As shown in [FIG. 4], according to a first embodiment, the tank according to the disclosure comprises an inner shell (420), comprising a plurality of hollow spacers (491), extending between two faces of said inner shell and distributed over the entire surface of these two faces.

Said hollow spacers (491) are of any shape, but are discontinuous so as not to seal off sections of the internal volume of said inner shell (420). Likewise, said spacers are not necessarily perpendicular to the walls between which they extend.

According to this embodiment, the open cells are delimited in the internal cavity by said spacers.

According to this embodiment, the tubular spacers (491) are cylindrical and are made from the same part as the walls of the inner shell and their bores (492) pass through said walls.

The inner shell (420) delimits a sealed internal cavity (490) able to contain a gas. Said inner shell is, according to exemplary embodiments, made of high-density polyethylene or polyamide PA6.

The outer shell (410) is made of a composite material with a continuous polymer and fibrous reinforcement matrix, comprising a stack of fibrous plies in a plurality of reinforcement directions, for a fiber content of between 40% and 65% of carbon, glass, aramid fibers or any combination thereof, without these examples being limiting.

Fibers (404) extend into the outer shell (410) and between the faces thereof, passing through the internal cavity (490) of the tank into the bores (492) of the hollow spacers (491). These fibers (404) are impregnated with the polymer, which is thermosetting or thermoplastic, constituting the matrix of the outer shell, which fills the bores (492) of the hollow spacers.

Thus, the hollow spacers (491) comprising fibers (404) constituting transverse reinforcements, tensioned by the pressure in the internal cavity (490) and participating in the strength and resistance of the tank.
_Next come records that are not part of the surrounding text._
PR #3368, opened 2025-02-27
Add package rankings

marticliment:
image


theguy000:
Why is this not on the main app?

marticliment:
Had issues with the statistic server, still need to figure some stuff out

PR #3705, opened 2025-05-31
Make 'Pause updates for' submenu item use translation

szumsky:
- [X] **I have read the [contributing guidelines](https://github.com/marticliment/WingetUI/blob/main/CONTRIBUTING.md#coding), and I agree with the [Code of Conduct](https://github.com/marticliment/WingetUI/blob/main/CODE_OF_CONDUCT.md)**.
- [X] **This PR is not composed of garbage changes used to farm GitHub activity to enter potential Crypto AirDrops.**
-----
This submenu item was not translated and was missing the call to 'CoreTools.AutoTranslated'.
After rebuilding the item was still not translated - not sure about this, but it seems that you need to use the tools from the scripts directory to update the translations, which I couldn't do, because they required an API key and the one I generated myself on tolgee didn't work (403).

### DIFF
--- a/src/UniGetUI/Pages/SoftwarePages/SoftwareUpdatesPage.cs
+++ b/src/UniGetUI/Pages/SoftwarePages/SoftwareUpdatesPage.cs
@@ -153,7 +153,7 @@ namespace UniGetUI.Interface.SoftwarePages
 
             MenuFlyoutSubItem menuPause = new()
             {
-                Text = "Pause updates for",
+                Text = CoreTools.AutoTranslated("Pause updates for"),
                 Icon = new FontIcon { Glyph = "\uE769" },
             };
             foreach (IgnoredUpdatesDatabase.PauseTime menuTime in new List<IgnoredUpdatesDatabase.PauseTime>{


src/UniGetUI/Pages/SoftwarePages/SoftwareUpdatesPage.cs
```diff
@@ -153,7 +153,7 @@ public override BetterMenu GenerateContextMenu()
 
             MenuFlyoutSubItem menuPause = new()
             {
-                Text = "Pause updates for",
+                Text = CoreTools.AutoTranslated("Pause updates for"),
```
marticliment: `CoreTools.AutoTranslate` should only be used when the field automatically translates the text (this happens with `BetterMenuItem`, but not with the native `MenuFlyoutSubItem` class, and is used to warn a custom script I have that this is a translatable string). In this case, `CoreTools.Translate` should be used instead.

marticliment (changes requested):

src/UniGetUI/Pages/SoftwarePages/SoftwareUpdatesPage.cs
szumsky: My bad, changed.

marticliment (approved):

Issue #3038, opened 2024-11-30
[FEATURE REQUEST] Run command before updating.


Goth667:
### Please confirm these before moving forward.

- [X] I have searched for my feature proposal and have not found a work-in-progress/duplicate/resolved/discarded issue.
- [X] This proposal is a completely new feature. If you want to suggest an improvement or an enhancement, please use [this template](https://github.com/marticliment/WingetUI/issues/new?assignees=marticliment&labels=enhancement&projects=&template=enhancement-improvement.yml&title=%5BENHANCEMENT%5D+%28Enter+your+description+here%29).

### Describe the new feature

Hi,
I want do propose a feature in the installation options of a package. It would be nice if it was possible to run a command before the installation or update. 
A simple text field where you can add the command you want executed and a checkbox if it should run as Administrator. 
Thanks

### Describe how this new feature could help users

Some packages can't automatically be installed if the program is already running, hanging up or its files are already in use by another application with a shared library. Depending on the system, it would be possible to add a command that shuts down the application or deletes the settings file etc.
![image](https://github.com/user-attachments/assets/d04292bc-9bd2-4dee-b64d-05e1644fcef0)

mrixner:
Duplicate of #2160 and #2193

Goth667:
@mrixner 
Sry, apparently I did a bad job a searching before posting.

@marticliment 
Would adding a user for impersonation to run the command work?

Goth667:
Thanks for the explanation.

So having to set up a user under whom the command will be executed would be harder to do then to double click a .reg file. 
Should we also limit it so the impersonated user can't be the current user?
A warning pop up would also help, I guess.

In the end if you get the user to run a .reg or script there is no need to do it in UniGetUI.

In the end it boils down to the war against the universe. Where as devs try to make software safer and safer for dumb users and the universe trying to produce dumber and dumber users.

mrixner:
One method I could think of is simply asking the user for confirmation about every command; every time it tries to run a post-install command, UniGetUI will check if that _specific command_ has been approved before, and if not throw up an approval dialog. This way, an externally modified command will need approval first. And to prevent the external command from just being set as approved, maybe there could be a "hook password" in the settings used to encrypt the list of approved commands?

marticliment:
> UniGetUI will check if that _specific command_ has been approved before, and if not throw up an approval dialog.

[...]

PR #3722, opened 2025-06-07
Add toggle to enable/disable insecure settings

marticliment:
Certain features, such as custom command-line arguments, and future ones such as pre-install and post-install scripts, pose an important security risk. They should be disabled by default, and in a way that a remote, unauthorized agent cannot manually enable this features.

 - [ ] Implement _secure settings_ (can only be changed with administrator permissions, yet they should be user-based)
 - [ ] Create a settings page to handle these secure settings. Create a UI warning to enable and disable them.

### DIFF
--- a/README.md
+++ b/README.md
@@ -8,7 +8,7 @@ The main goal of this project is to create an intuitive GUI for the most common 
 With this app, you can easily download, install, update, and uninstall any software published on the supported package managers — and much more!
 
 ![image](https://github.com/user-attachments/assets/7cb447ca-ee8b-4bce-8561-b9332fb0139a)
-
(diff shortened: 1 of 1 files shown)


mrixner:
Does this enable the implementation of #3038 as well? Or do you still have reservations about that?

marticliment:
Yeah, it does. However, I want to do a generic pre and post install steps, to allow for more things aside from custom commands (kill an app before updating, cleanup after update, etc.)

mrixner:
OK, I'll leave that one to you then, but I'm happy to help if you would like.

marticliment:
Wait this is not supposed to be closed

PR #3750, opened 2025-06-15
Setting keys will be stored on const strings

marticliment:
For easier coding, settings keys will be stored on ~~const strings~~ an enumeration


griush:
estudia coño, tot el dia fent PRs

marticliment:
que pesao jajajajaj ves a estudiar BD

PR #126, opened 2014-11-04
Enable Travis CI to test specs against Ruby Sass

nschonni:
Note this shows that some of the specs currently fail on the Ruby Sass stable.
Eventually it would probably be good to create a build matrix that would run on the various implementations.


xzyfer:
This has since been addressed. Thanks.

PR #218, opened 2015-01-02
add test for escaped #{}

smikes:
The contents of `expected_output.css` were generated with sass @ 3.4.9 ; I believe this behavior has not changed in the sass 3.0 line but I have not verified this.

In a string, the sequence `#{` introduces an interpolation except when it is escaped with backslash: `\#{`.  Ruby sass implements this, but libsass does not.  See https://github.com/sass/libsass/pull/798 for bugfix to libsass.


xzyfer:
Hi @smikes thanks for this. Since this feature is currently unimplemented in Libsass can you please move this file into the `libsass-todo-tests` folder?

smikes:
@xzyfer Sure, but when the https://github.com/sass/libsass/pull/798 is landed it will need to be moved out of TODO so is it better to just hold this until the other goes, or do you want me to make the move?

xzyfer:
That's ok, please move it. 

It's good practice to always make todo tests. It's hard to predict when we'll be able to merge  sass/libsass#798.

smikes:
will do

smikes:
OK, tests moved to libsass-todo-tests.

Bonus to doing this is I can add two additional tests, which fail even with the PR noted above.  Naively looking for a preceding backslash is actually wrong (even when implemented correctly) because the *actual* requirement for the `#{}` to be unescaped is that it is preceded by an **even** number of backslashes; an **odd** number of backslashes is escaped.

smikes:
Closing as irrelevant, since related PR #798 was closed.

PR #234, opened 2015-01-10
Speed up the Ruby Sass tests by running them in-process.

chriseppstein:
I know Ruby Sass is slow, but there's no need to make using it painful. This makes the Sass spec tests run in about 5 seconds on my machine instead of taking more than 4 minutes. This is accomplished by running the sass spec tests in the sass-spec process instead of starting a new ruby process for each test case.

This refactor also makes it easier to support new engines in the future by providing a clean object-oriented interface instead of making assumptions about the CLI that is being invoked.

### DIFF
--- a/lib/sass_spec/cli.rb
+++ b/lib/sass_spec/cli.rb
@@ -1,10 +1,11 @@
+require_relative 'engine_adapter'
 
 module SassSpec::CLI
   require 'optparse'
 
   def self.parse
     options = {
-      sass_executable: "sass",
+      engine_adapter: SassEngineAdapter.new("sass"),
       spec_directory: "spec",
       tap: false,
       skip: false,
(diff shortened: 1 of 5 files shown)


chriseppstein:
@xzyfer @akhleung can I merge?

akhleung:
If you've tested it, I have no objections.

xzyfer:
As long as the `--unexpected` flag still works as expected :+1: from m me.

chriseppstein:
What does `--unexpected` do?

xzyfer:
It runs all tests including todos and notifies you if a todo test now passes.

xzyfer:
We use it to determine if a patch has unexpectedly caused previously failing specs to pass. It's probably only useful for Libsass(?). I've just had a look at the PR and it doesn't appear to affect it though.

PR #244, opened 2015-01-12
Added spec for LibSass issue #613

HugoGiraudel:
Added:

* each
* for
* function
* if
* mixin
* nested
* root
* rulset
* while

Hope it's enough.

### DIFF
--- a/spec/scope/clash/expected_output.css
+++ b/spec/scope/clash/expected_output.css
@@ -1,0 +1,10 @@
+.foo {
+  content: 42;
+  content: 43;
+  content: 45;
+  content: 42;
+  content: 4;
+  content: 45;
+  content: 3;
+  content: 5;
+  content: 45; }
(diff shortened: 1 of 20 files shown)


xzyfer:
Thanks for this @HugoGiraudel . The one bug thing missing from all your cases is testing that variables in different scopes don't clash (which is the current missing feature) i.e.

```scss
$foo: 42;
$bar: 43;
$baz: 45;

foo {
  foo: $foo;
  bar: $bar;
  baz: $baz;
  
  $bar: 4; // this is a different $bar than `$bar !global`

  foo: $foo;
  bar: $bar;
  baz: $baz;

  @if true {
    $foo: 3; // this is a different $foo than `$foo !global`
    $bar: 5; // this is a different $bar than `$bar !global`

    foo: $foo;
    bar: $bar;
    baz: $baz;
  }
}
```

HugoGiraudel:
Added.

mgreter:
Hey @HugoGiraudel I have added your commits in here into https://github.com/sass/sass-spec/pull/282 and regenerated the expected output files to include the new output styles. IMO this PR can be closed and the solution should be merged soon in libsass: https://github.com/sass/libsass/pull/986. Maybe you want to give it a try? Thanks!

PR #249, opened 2015-02-01
Check saturation/desaturation

anlutro:
Ensure that saturation of fully saturated colours or desaturation of fully desaturated colours has no effect.

See https://github.com/sass/libsass/issues/864 https://github.com/sass/libsass/pull/865


xzyfer:
Thanks @anlutro

PR #250, opened 2015-02-02
Add more saturation/desaturation tests

anlutro:
Included some not-so-edge cases. Expected values checked with ruby sass 3.4 and 3.2. Related to https://github.com/sass/libsass/pull/865

Note the odd behaviour of `saturate()` on grey colours.


xzyfer:
Thank again!

PR #262, opened 2015-02-16
Feature/selectors

Snugug:
Selector tests for various ways `&` can be used as requested by @xzyfer in sass/libsass#548. Does not add tests for the [String Functions](http://sass-lang.com/documentation/Sass/Script/Functions.html#selector_functions) but could if desired. Reading the README, it appears as if these tests should go under the `libsass-open-issues` but I don't see that folder and thought that, considering there are lots of things that can be done with selectors, having a selector folder wasn't so bad. If you'd like me to move it I'm happy to.


xzyfer:
Thanks heaps for this @Snugug!

The correct place for these specs would be https://github.com/sass/sass-spec/tree/master/spec/libsass-todo-tests, this marks the tests as todos and won't be run as part of our usual development and CI. The structure you have is great, just move it into `spec/libsass-todo-tests`.

The selector specs are really useful. The cases variable assignments and function/mixin arguments really interest me as we currently have _no_ coverage for them.

xzyfer:
The major suggestion I would make is to please drop the `--` and `__` in favour of just creating a sub directory.

Snugug:
I can do both of those things; wasn't sure if nested folders were cool. I'll do both

xzyfer:
Great! Thanks so much!

Snugug:
Done.

xzyfer:
Perfect @Snugug thanks heaps!

PR #267, opened 2015-02-22
[WIP] Add spec tests for interpolate refactoring

mgreter:
I created a lot of spec tests for my interpolation refactoring work.Most of them are auto generated, but they helped me big time to get the implementation right with ruby sass. IMO it adds a few cases which have not been handled before (like escape sequences etc). @xzyfer what do you think?

https://github.com/mgreter/libsass/commits/refactor/output-preparation


mgreter:
Closing in favor of https://github.com/sass/sass-spec/pull/270

PR #268, opened 2015-02-24
add spec for libsass issue 893

callmecavs:
adds a spec for sass/libsass#893


callmecavs:
@mgreter was this merged in error? my issue was closed as not reproducible, the expected output in this pull request is incorrect, it should be (according to Sassmeister):

```css
.row {
  margin: $-20px; }
```

mgreter:
Never mind, already fixed it with https://github.com/sass/sass-spec/commit/3ffcc64b1c658e425fb5c9e97385d174a250e52c !

callmecavs:
:+1:

Issue #247, opened 2015-01-19
Support the indented syntax


xzyfer:
Looks like Libsass has issues with indented syntax that aren't in the scss syntax https://github.com/sass/libsass/issues/845. As is stands we follow the normal procedure of writing a spec because sass-spec.rb can only handle one format per run.

This is likely related to https://github.com/sass/sass-spec/issues/82, and https://github.com/sass/sass-spec/issues/46.

/cc @chriseppstein

saper:
Closed via #503.

Issue #82, opened 2014-10-10
Test organization?


mirisuzanne:
@xzyfer mentioned the need for this on sass/libsass#521 — and I thought it deserved an issue over here. The current organization of sass-spec tests is quite difficult to sort through, based partially on what feature is being tested and partially on where support already exists.

I think the only organization that makes sense long-term is feature-based. Is there something stopping us from moving completely in that direction? Is there anything we can use as a "full list of features" to work against? Any inherent structure in the code, or somewhere in the RubySass project?

chriseppstein:
I volunteer to reorganize these tests into features much like how @HugoGiraudel suggested. Some tests may need to be re-written, etc. The goal here is to have a clear approach to see how completely a engine implements a particular feature set and also going forward to know which tests are for new features that are being added to Sass.

Do you guys want me to go crazy or do you want to approve the work etc?

xzyfer:
I think with a mix of feature and language (http://apps.workflower.fi/vocabs/css/en) based naming we can really clean up the specs. 

However my feeling atm is that the current state of sass-spec makes having an educated and productive discussion on the organisation of specs, and how sass spec fits into our workflow virtually impossible.

> Some tests may need to be re-written

This will almost certainly be the case. Many specs are snippets of code from the project that had the issue and aren't granular assertions of functionality.

> The goal here is to have a clear approach to see how completely a engine implements a particular feature set and also going forward to know which tests are for new features that are being added to Sass.

IMHO this plays into https://github.com/sass/sass/issues/1466. Ideally, for Libsass, new Sass features begin with a sass spec PR as a minimum viable RFC.

> Do you guys want me to just dig in or do you want to approve the work first?

Please feel free to tackle this on a branch and PR the results with a TLDR of the spec layout, and the workflow you envision.

Since we're currently working rapidly on 3.2.0, and 3.1.0 is about to hit the masses via node-sass@2.0.0 having sass-spec changing under our feet (read: on master) is going to be problematic.

HugoGiraudel:
As I said to @chriseppstein last night, I am fully okay to help with the new test organisation. I would probably suggest we tackle things this way:

1. Move all tests to a `spec/todo/` folder or whatever.
1. For each test, try to find it a generic parent suite collection (`strings`, `mixins`, `variables`, `scope`, `at-root`...) then try to find it a meaningful name.
[...]

PR #270, opened 2015-03-01
Test all output styles

mgreter:
Related to https://github.com/sass/libsass/pull/910 and https://github.com/sass/sassc/pull/97

- Adds expected files for all output styles
- Changes test runner to test all output styles
- Added flag files to skip or clean certain tests


xzyfer:
Could you please update the `nuke` code to produce all these new spec files?

mgreter:
By the way, quite a few todo tests emit this warning in ruby sass:
```
The subject selector operator "!" is deprecated and will be removed in a future release.
This operator has been replaced by ":has()" in the CSS spec.
```

I wonder if we want to update those tests and if we even want to implement the deprecated syntax?

xzyfer:
We should continue to support those specs until Ruby Sass starts to throw an error. Other wise we're not a drop in replacement.

xzyfer:
Also fixes https://github.com/sass/sass-spec/issues/247

mgreter:
Added PR to my own branch for https://github.com/sass/libsass/issues/922
https://github.com/mgreter/sass-spec/pull/1

mgreter:
IMO we should get a decision if we want to merge this PR before releasing libsass 3.2!
Since it is a pretty big change I would like to have some feedback before merging it on my own!
//CC @chriseppstein @hcatlin @akhleung @xzyfer @am11

xzyfer:
IMO this is definitely worth doing, especially if all these specs are currently passing on 3.2!

As long the utility methods (nuke, unexpected-pass) function correctly then this gets a :+1:  from me.

The one possible concern could the significantly increased running time of Ruby Sass if they were to switch to sass-spec sometime in the future?

It's worth noting it's likely that sass-spec will undergo significant changes with @chriseppstein's work as per https://github.com/sass/sass-spec/issues/82#issuecomment-69998072.

am11:
:+1:
@mgreter, (at least on http://sassmeister.com/) it seems like ruby sass has default output style set to expanded. Should we do the same here (and then all the down-streams will follow)? 

This (breaking) change will be the perfect candidate for forthcoming major version of node-sass.

//cc @jedfoster.

mgreter:
IMO the nuke option etc. should still work, since it only adds more tests with different output options and expected output path. But I actually never did any ruby before these changes to the spec runner. So I really would like to get a O.K. from a someone that knows ruby.

The running time to run the spec test might be an issue, but IMO it's worth it. My perl-libsass spec runner needs 15s-20s to do all 4044 checks (including todo test). Regenerating all 4044 spec test via ruby sass takes about 3 minutes, while exhausting all my [4 cores] [1] (i7-3770).

It will probably also increase the coverage by one or two percent (I would guess)!

[1]: https://github.com/sass/perl-libsass/blob/latest/t/99_sass_specs.t#L149

PR #272, opened 2015-03-10
Add specs for libsass issue 930

anlutro:
Hopefully the directory structure here is OK. Since the issue I submitted has two separate failing cases, I named the spec directories `issue_930_case1` and `issue_930_case2`. Let me know if this should be made any different.

Libsass issue: https://github.com/sass/libsass/issues/930


xzyfer:
Thanks for this @anlutro. The directory structure is a bit off though. You can use this as a reference _(replacing libsass-closed-issues with libsass-todo-issues)_

https://github.com/sass/sass-spec/blob/master/spec/libsass-closed-issues/issue_185/mixin/input.scss

Key points:
- /issue_<number>/
- use well name sub dirs if additional cases are required

anlutro:
Pushed an amended commit. Does that look OK?

xzyfer:
Thanks, looks good. It'd also be good to add a simple control case

```scss
.foo {
  &.bar {
    color: #F00;
  }
}
```

anlutro:
Added that and another similar test case where `.bar` is done via string interpolation.

xzyfer:
Perfect!

PR #278, opened 2015-03-16
Add tests for libsass issue 942

anlutro:
https://github.com/sass/libsass/issues/942

Note that there's a big difference between Sass 3.2 and 3.4 behaviour in this case. 3.2 will error on the multi-line string variable, and incorrectly compile the content into `"foo\ bar"`.


xzyfer:
Thanks @anlutro

PR #962, opened 2016-11-02
Support TODOs in interactive mode.

nex3:


nschonni:
It would probably be good to update the README after you finish changing all these. Or maybe add a docs folder

nex3:
As far as I can tell, there isn't really any pre-existing documentation for anything around `--interactive` mode that I could update, and I don't really have time at the moment to write it from scratch.

nschonni:
This one would probalby be under https://github.com/sass/sass-spec#pending-todo-tests

nex3:
It already mentions it, even though it wasn't supported before:

> The `--interactive` mode will provide marking a test as pending for the current implementation as a remedy for many types of spec failures.

PR #964, opened 2016-11-08
Don't nest specs within other specs.

nex3:
Nested specs make it impossible to mark the parent spec as TODO or
ignore for an implementation without recursively marking its children as
well.


nex3:
@xzyfer @chriseppstein @nschonni Does this look reasonable to y'all?

nschonni:
Can't really tell what the structure is from the webview. I'll take a look when I get home.

nex3:
Basically, everywhere there was a spec like this:

```
spec/
  input.scss
  example_output.css
  nested/
    input.scss
    example_output.scss
```

I converted it to

```
spec/
  simple/
    input.scss
    example_output.scss
  nested/
    input.scss
    example_output.scss
```

There are a few other spec-specific tweaks, but that's the bulk of it.

nschonni:
OK, that makes sense. The only semi related thought I had was during the default switch, to just add the different outputs to the same folder.
```
spec/
  some-spec/
    input.scss
    expected_compact.scss
    expected_nested.scss
    expected_expanded.scss
    expected_expanded_dart.scss
```
A single options.yml could still controll what is enabled/disabled for a single folder

xzyfer:
:+1: the former is either legacy or bad form. We tend to convert them to the latter style as we stumble across them.

PR #997, opened 2016-12-11
Fix the expected output for str-slice().

nex3:


xzyfer:
I have a patch in LibSass (https://github.com/sass/libsass/pull/2241) please remove the todo for Libsass.

xzyfer:
I'm not sure I completely follow the issue. Can you please confirm what the output of the following should be?

```
a {
  test-11: str-slice('aöc', 0, -3);
  test-12: str-slice('aöc', 1, -3);

  test-16: str-slice('aöc', 0, -4);
  test-17: str-slice('aöc', 1, -4);

  test-18: str-slice('aöc', 2, -4);
  test-19: str-slice('aöc', 3, -4);
}
```

nex3:
@xzyfer `str-slice('aöc', 0, -3)` should both return `"a"`, because the `$end-at` parameter is inclusive and points to the third-from-last character, `a`. The same is true for `str-slice('aöc', 1, -3)`, since indices are 1-based and so the index 1 also points at `a`. The others should all return `""`.

xzyfer:
Sorry I'm not clear why these both return `a`.

```
test-11: str-slice('aöc', 0, -3);
test-16: str-slice('aöc', 0, -4);
```

See https://github.com/sass/sass-spec/pull/997/files#diff-2a1fce6f95db3f518285362f272d8e61R18

PR #999, opened 2016-12-12
Update specs for dp unit conversions.

nex3:
See sass/sass#2143

PR #1003, opened 2016-12-15
Mark dps conversion specs as todos for ruby-sass and dart-sass

xzyfer:
LibSass needs https://github.com/sass/sass-spec/pull/999 merged

### DIFF
--- a/spec/libsass/units/conversion/resolution/options.yml
+++ b/spec/libsass/units/conversion/resolution/options.yml
@@ -1,0 +1,5 @@
+---
+:start_version: '3.4'
+:todo:
+- dart-sass
+- ruby-sass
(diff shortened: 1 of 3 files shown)


xzyfer:
cc @nex3

spec/libsass/units/conversion/resolution/options.yml
```diff
@@ -0,0 +1,5 @@
+---
+:start_version: '3.4'
```
nex3: Why are you adding these start versions? I don't think it makes sense to have start versions for the oldest supported language version...

xzyfer: You're right

PR #1004, opened 2016-12-15
Fix and disable str-slice spec

xzyfer:
The spec was updated in #997 with incorrect output generated by a
big in Ruby Sass https://github.com/sass/sass/issues/2211.

This updates the expected output and disables the spec since all
implemenations are now failing.


xzyfer:
cc @nex3

PR #1006, opened 2016-12-15
Add todo spec test for libsass issue 2247

mgreter:
https://github.com/sass/libsass/issues/2247


mgreter:
mixed up pr number with issue nr

PR #1020, opened 2016-12-21
Fix multiline parent

maciej-ka:
https://github.com/sass/sass/pull/2157

### DIFF
--- a/spec/libsass-closed-issues/issue_1061/expected_output.css
+++ b/spec/libsass-closed-issues/issue_1061/expected_output.css
@@ -1,3 +1,3 @@
-a.div, a.span {
-  display: block;
-}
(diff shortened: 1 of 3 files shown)


nschonni:
Is this for a 3.4 or 3.5 change? I know this is for an upstream sass issue, so this should actually change the option.yml to exclude sass rather than breaking the runs for the other implementations. 👍 to adding a new test to cover you're functionality though

nex3:
This should probably be marked TODO for any implementations that intend to support nice selector newlines (which I believe is all of them at the moment).

nex3:
Closing because https://github.com/sass/sass/pull/2157 is on ice.

PR #1024, opened 2016-12-25
Add todo spec test for libsass issue 2243

mgreter:
https://github.com/sass/libsass/issues/2243


xzyfer:
Spec https://github.com/sass/sass-spec/pull/1022

PR #1039, opened 2016-12-30
Fix some missing 3.5 deprecation warning

xzyfer:
I'm working on getting LibSass running against 3.5 and notice some
specs for `call` with a string didn't have deprecation warnings.

I wasn't able to use sass-spec to generate the warning either. Looks
like there is a bug with generate. I haven't investigated further.


xzyfer:
I've logged #1040 to track the issue with generate.

PR #1044, opened 2016-12-31
Activate 3.5 call with string deprecation specs for LibSass

xzyfer:
Activates ~50 specs that were failing due to this missing deprecation notice. Most of these were deactivated in https://github.com/sass/sass-spec/pull/1042 so that we could get LibSass master building against 3.5 language specs.


xzyfer:
Superseded.

PR #1047, opened 2017-01-06
Activate some passing libsass spec tests

mgreter:


xzyfer:
Please don't activate these. I'm aware of them, but last I checked they were passing for the wrong reasons i.e. the wrong error message. I think more investigation is needed.

PR #1078, opened 2017-02-04
Activate bunch of passing libsass tests

mgreter:


xzyfer:
Update the LibSass 3.4 release with commits required to passes the new specs.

They also constitute stiffeners contributing to the rigidity and bending strength of the composite plate formed by the tank.

In [FIG. 5], according to a second embodiment, the tank is in the form of a three-dimensional network of fibrous plies, of carbon, glass, aramid either alone or in any combination, so as to give said tank properties of mechanical strength and resistance to pressure, impacts and indentations, depending on the intended application.

The tank comprises an external shell (510) wherein the fibers are trapped in a polymer matrix, of a thermoplastic or thermosetting nature, thus constituting a composite shell with continuous fibrous reinforcements. This shell (510) extends over the 6 faces of the prism and comprises, on its inner face, a sealed lining (520).

This sealed lining (520) delimits an internal cavity (590) wherein the gas, in particular dihydrogen, may be contained under pressure.

Fibers (501, 502, 503, 504) contained in the outer shell on one of the faces of the prism, where they are trapped in the matrix, extend to another face of the shell where they are also trapped in the polymer matrix, passing through the internal cavity (590) of the tank. The fiber content in the internal cavity is greatly reduced compared to the fiber content in the shell. Thus, the fibers or sets of fibers in the internal cavity delimit open cells in this cavity.

Regardless of the embodiment, the tank is in the form of a prismatic plate with a thickness of e preferably less than or equal to 1/10^th the largest side of the prism.

The thickness (471, 571) of the outer shell (410, 510) is a function of the pressure of the gas that will be contained in the tank and of the stresses experienced by the tank in the structure wherein it is integrated, of the nature and of the content of fibers as well as of the nature of the polymer. This thickness is typically less than ¼ of the thickness e, preferentially less than 1/10^th of the thickness e of the tank and is determined by calculation according to the data cited.

The thickness of the inner lining (420, 520) is typically less than 1/10^th the thickness e, preferentially less than 1/30^th the thickness e.

As shown in [FIG. 6], according to a first embodiment of the method according to the disclosure, adapted to the version of the tank shown [FIG. 4], a first step (610) includes obtaining the shell constituting the inner shell of the tank.

According to one embodiment, this step implements a plastic injection method.

According to a first variant, the method includes obtaining two half-shells (621, 622) each comprising hollow half-spacers (691) whose bores (692) pass through the wall of the respective half-shell to which they are attached.

The half-shells are then assembled, for example by sealed welding, so as to constitute the inner shell of the tank.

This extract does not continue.